PR #1285, opened 2020-07-25
Handled UTF-8 BOM

### LINKED ISSUE #1155: Missing support of byte order mark
Markdown files encoded in UTF8+BOM can be rendered incorrectly, as `#` in the first line is not handled.

FrankHB:
Fixed #1155 .

### DIFF
--- a/src/book/book.rs
+++ b/src/book/book.rs
@@ -265,7 +265,7 @@ fn load_chapter<P: AsRef<Path>>(
         })?;
 
         if content.as_bytes().starts_with(b"\xef\xbb\xbf") {
-            content = content[3..].to_string()
+            content.replace_range(..3, "");
         }
 
         let stripped = location
--- a/src/book/book.rs
+++ b/src/book/book.rs
@@ -398,6 +398,29 @@ And here is some \
     }
 
     #[test]
+    fn load_a_single_chapter_with_utf8_bom_from_disk() {
+        let temp_dir = TempFileBuilder::new().prefix("book").tempdir().unwrap();
+
+        let chapter_path = temp_dir.path().join("chapter_1.md");
+        File::create(&chapter_path)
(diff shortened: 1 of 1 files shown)


src/book/book.rs
```diff
@@ -264,6 +264,10 @@ fn load_chapter<P: AsRef<Path>>(
             format!("Unable to read \"{}\" ({})", link.name, location.display())
         })?;
 
+        if content.as_bytes().starts_with(b"\xef\xbb\xbf") {
+            content = content[3..].to_string()
```
ehuss, line 268: Just to avoid the extra allocation, perhaps this could be `content.replace_range(..3, "");`

FrankHB:
Not sure where should be the test. Is an additional BOM in `tests/dummy_book/src/first/unicode.md` enough?

ehuss:
I'm a little concerned about having invisible bytes in a file. `unicode.md` is already quite subtle. But I think if you have an editor that can't handle a BOM properly, it will have a risk of corrupting the existing unicode, so it's probably fine.

My only other idea is to create a simple 1-chapter book in a temp directory like `book_with_a_reserved_filename_does_not_build` does.  Whichever seems easiest!

FrankHB:
Sorry, I don't get the point of the temp directory.

As of the subtleness... I largely agree. Nevertheless, I can use a hex editor to make sure only the BOM is inserted exactly. Anyway, the visible part of the file has already warn us about this. (Or one more visible warning about invisible bytes?)

ehuss:
Creating a book in Rust code (and writing it to a temp directory) would allow writing the content in a Rust string where the characters can be escaped and explicit. For example, `fs::write(chapter, "\u{feff}# Example chapter")`.

ehuss (approved):
Thanks!

PR #1290, opened 2020-07-27
theme: Update google analytics

HaoZeke:
The existing implementation no long collects any metrics.

### DIFF
--- a/src/theme/index.hbs
+++ b/src/theme/index.hbs
@@ -228,20 +228,13 @@
 
         {{#if google_analytics}}
         <!-- Google Analytics Tag -->
+        <!-- Global site tag (gtag.js) - Google Analytics -->
+        <script async src="https://www.googletagmanager.com/gtag/js?id={{google_analytics}}"></script>
         <script type="text/javascript">
-            var localAddrs = ["localhost", "127.0.0.1", ""];
-
-            // make sure we don't activate google analytics if the developer is
-            // inspecting the book locally...
-            if (localAddrs.indexOf(document.location.hostname) === -1) {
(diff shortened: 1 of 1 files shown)


ehuss:
Thanks for the PR!  Can you share any information on the change to the Global Site Tag, and why the old version does not work?  Is there any reason to *not* switch? I checked my test page, and by entering the Tracking ID, the current google analytics code seems to work fine.  Perhaps you have a blocker somewhere preventing it from working?

Also, this removes the check for localhost, which is intended to avoid hits during local testing. Is that not needed anymore? Any reason to remove it?

HaoZeke:
Ah, yes, I did later realize I had a blocker configured, but the `gtag` version is now the only recommended code for tracking site hits. The `localhost` rule isn't required in the new version (the js handles it).

Given all that, it might be OK to keep the current code for a while, but since it is no longer recommended, it might be depreciated later.

src/theme/index.hbs
```diff
@@ -224,20 +224,13 @@
 
         {{#if google_analytics}}
         <!-- Google Analytics Tag -->
+        <!-- Global site tag (gtag.js) - Google Analytics -->
+        <script async src="https://www.googletagmanager.com/gtag/js?id=UA-109503488-17"></script>
```
azerupi, line 228: It has been a long time since I have used Google analytics, but isn't `UA-109503488-17` a personal id that should not be here?

HaoZeke: Yup, dunno how I missed that, will replace it (script does replace it)

ehuss:

PR #1291, opened 2020-07-29
summary: turn SoftBreak events into spaces.

### LINKED ISSUE #1218: Sidebar doesn't add a space character when item is split in two lines
Hey there! We are using mdBook for the documentation for Void Linux, here: https://docs.voidlinux.org/.

If you look at the sidebar, under graphics drivers, there's a "NVIDIAOptimus" item. This item is specified in `SUMMARY.md` as:

```
- [NVIDIA
   Optimus](link.)
```

It is split in two lines due to our linting, where lines are constrained to 80 columns. The original source can be found in https://raw.githubusercontent.com/void-linux/void-docs/master/src/SUMMARY.md . GitHub formatting, when displaying this file ([here](https://github.com/void-linux/void-docs/blob/master/src/SUMMARY.md)), displays it correctly as "NVIDIA Optimus".

This seems to be a bug when creating the sidebar. I haven't noticed anything similar with normal files.

Thanks!

ericonr:
Summary items that had their name split into two lines ended up with the
last word of one line and the first word of the next line glued
together, since a space wasn't added.

Fixes #1218

### DIFF
--- a/src/book/summary.rs
+++ b/src/book/summary.rs
@@ -569,6 +569,7 @@ fn stringify_events(events: Vec<Event<'_>>) -> String {
         .into_iter()
         .filter_map(|t| match t {
             Event::Text(text) | Event::Code(text) => Some(text.into_string()),
+            Event::SoftBreak => Some(String::from(" ")),
             _ => None,
         })
         .collect()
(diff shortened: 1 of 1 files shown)


ericonr:
I feel like the change itself is mostly self explanatory, but I can leave a comment and/or create a test case, if desired.

ericonr:
I'm trying to add a test to it, in the end of the same file. Hope it's enough.

ericonr:
Test case added c:

Issue #1287, opened 2020-07-26
Can't include file with spaces in name


Evian-Zhang:
I found issue [Files with spaces are not found #527](https://github.com/rust-lang/mdBook/issues/527), which I had exactly the same problem.

I have a file `name with space.md`, and I want to include this file in `SUMMARY.md` as:

```markdown
- [name with sapce](./name with space.md)
```

and then I used `mdbook build`, and failed with
```
2020-07-26 10:06:23 [WARN] (mdbook::book::summary): Expected a start of a link, actually got Some(Text(Borrowed("[")))
2020-07-26 10:06:23 [ERROR] (mdbook::utils): Error: Summary parsing failed
2020-07-26 10:06:23 [ERROR] (mdbook::utils): 	Caused By: There was an error parsing the numbered chapters
2020-07-26 10:06:23 [ERROR] (mdbook::utils): 	Caused By: There was an error parsing the numbered chapters
2020-07-26 10:06:23 [ERROR] (mdbook::utils): 	Caused By: failed to parse SUMMARY.md line 4, column 3: The link items for nested chapters must only contain a hyperlink
```

I have tried:

```markdown
- [name with sapce]("./name with space.md")
- [name with sapce](./name+with+space.md)
- [name with sapce](./name%20with%20space.md)
- [name with sapce](./name\ with\ space.md)
```

as suggested in the issue #527, but none of those approaches succeeded. Method 1 and 4 failed with the same output, method 2 and 3 created a dummy `name+with+space.md` or `name%20with%20space.md` file, and the output html does not contain the content in my `name with space.md`.

I am working on macOS 10.15, with mdbook v0.4.1

magicdmer:
I meet the same problem , use win32 lastest relase

Issue #527, opened 2018-01-05
Files with spaces are not found


dns2utf8:
Hi all

I noticed that referenced files with spaces in the filename are not found.
However if I replace the spaces with `+` es mdbook finds the file.
Sadly the file is not accessable over http later.
Funny side effect reverting the `+` to spaces in the browser finds the correct file again.

Best,
Stefan

Michael-F-Bryan:
How exactly are you referencing these files? Can you provide an example?

It sounds like the issue is that markdown links are rendered as normal HTML links (the `<a>` tag), and browsers don't like having spaces in URLs.

dns2utf8:
I have the book in a weid state currently, but with this commit I get the error from the file in the way as it does translate the link into html but it does not work.
https://gitlab.com/dns2utf8/buch.feuerfestival.org/-/jobs/46822514

The CI throws a file not found error but I dont know why yet.

Michael-F-Bryan:
I just checked out a local version of your book and I believe I was able to reproduce the issue you're talking about.

First you add a dummy chapter to the book where the name contains a space:
```
$ echo "- [Another Chapter](./another chapter.md)" >> src/SUMMARY.md
$ echo "# Another Chapter" >> "src/another chapter.md"
```

Then you go to another chapter and try to link to it.

None of these work:

- `[Another Chapter](./another chapter.md)` - won't work because the rendered document being linked to is HTML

■ Exercise: Please transcribe only the portion of the material that starts at the line containing "It sounds like" and runs through its last line, inclusive, exactly as given.

■ Response:
It sounds like the issue is that markdown links are rendered as normal HTML links (the `<a>` tag), and browsers don't like having spaces in URLs.

dns2utf8:
I have the book in a weid state currently, but with this commit I get the error from the file in the way as it does translate the link into html but it does not work.
https://gitlab.com/dns2utf8/buch.feuerfestival.org/-/jobs/46822514

The CI throws a file not found error but I dont know why yet.

Michael-F-Bryan:
I just checked out a local version of your book and I believe I was able to reproduce the issue you're talking about.

First you add a dummy chapter to the book where the name contains a space:
```
$ echo "- [Another Chapter](./another chapter.md)" >> src/SUMMARY.md
$ echo "# Another Chapter" >> "src/another chapter.md"
```

Then you go to another chapter and try to link to it.

None of these work:

- `[Another Chapter](./another chapter.md)` - won't work because the rendered document being linked to is HTML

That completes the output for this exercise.